The scale of the protests over the rape and murder of the doctor in R.G. Kar Medical College and Hospital is unprecedented. On August 14, protests exploded not just within the city but in the districts and the rest of India as well. The doctor’s death opened the floodgates of outrage, perhaps more so because she was a young healer, on duty inside a government hospital, where, apparently, a civic volunteer with ‘connections’ wandered in and out as he pleased. That brought together many thousands of people whose anger was further fuelled by the government’s missteps and apparent lack of empathy and the police’s evasiveness, which seemed to suggest that something was being covered up. The rage is genuine, the cry for justice passionate. The fury is also the involuntary expression of other discontents that have been simmering, especially in and around the city.
And the protests continue. Junior doctors did not go back to work even after a request from the Supreme Court. Their chief demand is justice. There can be, as the protesting doctors and enraged citizens have said, no compromise with justice. But a delicate quandary confronts the striking doctors: their ceasework has had consequences on their noble profession. The Hippocratic oath demands high ethical standards and an unfailing commitment from the fraternity of physicians towards their patients. Unfortunately, the righteous protests led to serious disruptions in public health services. Many patients, with limited means and having travelled great distances, found themselves in government hospitals suffering from the paucity of attending doctors. Hospital admissions had to be postponed while waiting time outside outpatient departments got stretched. Several scheduled surgeries were deferred as well.
There have been other glimpses of the underbelly of the protests — rumours, fake news and anti-government narratives that are being consumed by numerous people as the truth even though they may have nothing to do with facts. Such has been the blinding nature of the public anger that crucial questions have gone unasked as, for example, how was it possible for a doctor from a particular organisation to get hold of the forensic report and declare how much fluid was found? Half-truths, speculations and falsehoods, abetted by the poor, often opaque, administrative response, have amplified the trust deficit, providing greater momentum to conspiracy theories. Social media, as always, has remained a verdant source of unverified narratives.

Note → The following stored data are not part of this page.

PR #581, opened 2025-11-24
psa: Reorganise values of PSA_ERROR_

nicola-mazzucato-arm:
Move standard error codes into a dedicated header that crypto_values.h will consume.
Remove duplication of status codes in crypto_values.h

This is to align with PSA implementation through a common header.

## Description

Please write a few sentences describing the overall goals of the pull request's commits.

## PR checklist

## Notes for the submitter

Help make review efficient:
* Multiple simple commits
* Avoid force-push

### DIFF
--- a/include/psa/crypto_values.h
+++ b/include/psa/crypto_values.h
@@ -27,25 +27,14 @@
 #ifndef PSA_CRYPTO_VALUES_H
 #define PSA_CRYPTO_VALUES_H
 #include "mbedtls/private_access.h"
+#include <psa/error.h>
 #include <psa/crypto_types.h>
 
 /** \defgroup error Error codes
  * @{
  */
 
-/* PSA error codes */
-
-/* Error codes are standardized across PSA domains (framework, crypto, storage,
- * etc.). Do not change the values in this section or even the expansions
- * of each macro: it must be possible to `#include` both this header
- * and some other PSA component's headers in the same C source,
- * which will lead to duplicate definitions of the `PSA_SUCCESS` and
- * `PSA_ERROR_xxx` macros, which is ok if and only if the macros expand
- * to the same sequence of tokens.
- *
- * If you must add a new
- * value, check with the Arm PSA framework group to pick one that other
- * domains aren't already using. */
+/* Extend Standard PSA error codes */
 
 /* Tell uncrustify not to touch the constant definitions, otherwise
  * it might change the spacing to something that is not PSA-compliant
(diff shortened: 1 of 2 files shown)


gilles-peskine-arm (changes requested):
The header name `<psa/error.h>`  is reserved for PSA firmware framework implementations. If TF-PSA-Crypto is used together with a firmware framework implementation, the two projects may define different sets of error codes. If both have a header called `<psa/error.h>`, then whichever project comes first on the include path will hide the other project, which may lead to missing definitions.

This is why TF-PSA-Crypto must not ship `<psa/error.h>`.

adeaarm:
This is the issue that we have in TF-M: We ship `error.h` because we have the SPM. Currently TF-PSA-Crypto `crypto_values.h` is redefining all the error codes and not just the ones which are reserved for the Crypto API, i.e. if TF-PSA-Crypto can't assume to have `psa/error.h` available itself, it then needs to protect those redefinitions with some ifndef define endif pattern and give the option to plugin an external PSA_ERROR_HEADER_FILE, in my opinion.

gilles-peskine-arm:
The [PSA status codes specification](https://arm-software.github.io/psa-api/status-code/1.0/api/status-codes.html#api-reference) was carefully designed so that it is allowed and non-problematic for multiple headers to define an overlapping set of status codes.

TF-PSA-Crypto cannot assume that `<psa/error.h>` is present because it must be able to run on platforms that don't have it. TF-PSA-Crypto cannot provide `<psa/error.h>` because it must not shadow the platform's header on platforms that do have it.

It's ok to include both `<psa/error.h>` and `<psa/crypto.h>` in the same C source because if they define the same macro, then for compliance with the PSA status codes specification, those macros must have the same expansion (not just the same numerical values when evaluated). The only thing that may not be duplicated is the definition of the type `psa_status_t`, and there, again for compliance with the PSA status codes specification, the type definition is done only by whoever is the first to define `PSA_SUCCESS`.

adeaarm:
> It's ok to include both `<psa/error.h>` and `<psa/crypto.h>` in the same C source because if they define the same macro, then for compliance with the PSA status codes specification, those macros must have the same expansion (not just the same numerical values when evaluated). 

This is interesting, because even if they have the same expansion, recent versions of Armclang (but not gcc) flag this as warning thus leading to error if `-Werror` is set:

```
In file included from /data_nvme1n1/jaccoo01/tf-m/trusted-firmware-m/secure_fw/partitions/crypto/../../../interface/include/psa/client.h:15,
                 from /data_nvme1n1/jaccoo01/tf-m/trusted-firmware-m/secure_fw/partitions/crypto/tfm_crypto_api.h:19,
                 from /data_nvme1n1/jaccoo01/tf-m/trusted-firmware-m/secure_fw/partitions/crypto/crypto_alloc.c:15:
/data_nvme1n1/jaccoo01/tf-m/trusted-firmware-m/secure_fw/partitions/crypto/../../../interface/include/psa/error.h:59:9: warning: "PSA_OPERATION_INCOMPLETE" redefined
   59 | #define PSA_OPERATION_INCOMPLETE ((psa_status_t) - 248)
      |         ^~~~~~~~~~~~~~~~~~~~~~~~
In file included from /data_nvme1n1/jaccoo01/tf-m/trusted-firmware-m/secure_fw/partitions/crypto/../../../interface/include/psa/crypto.h:60,
                 from /data_nvme1n1/jaccoo01/tf-m/trusted-firmware-m/secure_fw/partitions/crypto/tfm_mbedcrypto_include.h:18,
                 from /data_nvme1n1/jaccoo01/tf-m/trusted-firmware-m/secure_fw/partitions/crypto/crypto_alloc.c:13:
/data_nvme1n1/jaccoo01/tf-m/trusted-firmware-m/secure_fw/partitions/crypto/../../../interface/include/psa/crypto_values.h:336:9: note: this is the location of the previous definition
  336 | #define PSA_OPERATION_INCOMPLETE           ((psa_status_t)-248)
```

but I have noticed that our `error.h` had spaces in the expansion, not sure if that is being considered as a different expansion in Armclang.

gilles-peskine-arm:
The spaces are the problem. The expansion of the macros has to be the same as a sequence of tokens *and presence-or-absence-of-whitespace*. (Blamce the C standard committee, not me.) So `((psa_status_t) - 248)` does not comply with the PSA status code specification. (Because of this, we have a bypass for our coding style enforcement around our definitions of `PSA_ERROR_xxx` macros.)

nicola-mazzucato-arm:
Thanks both Gilles and Antonio. I drop this PR as we have fixed the redefinitions errors/warnings in the TF-M side.
Thanks again!

PR #582, opened 2025-11-25
Remove ecdh.c

### LINKED ISSUE #1962: mbedtls_ecdh_context fields are not initialized with the proper xxx_init function
This is a minor bug, which can only hit alternative implementations that do something weird.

The doctor’s death, in spite of the genuine anger around it, has also become a site for negotiation for various interests. For instance, the political Opposition, riding the crest of the wave of people’s anger, has called for the chief minister’s resignation. Apart from justice and transparency, the protesting doctors have also demanded the ‘arrest of all those involved in the crime’, even though whether the criminal is one or many remains unknown. This is an instance of negotiation too, the outcome of which is uncertain.
Grievances, interests and influences, benevolent or otherwise, all converge in a people’s movement of this scale. Mourning, too, takes different forms. But the distractions and deleterious elements must not make the mourners lose sight of the mourned.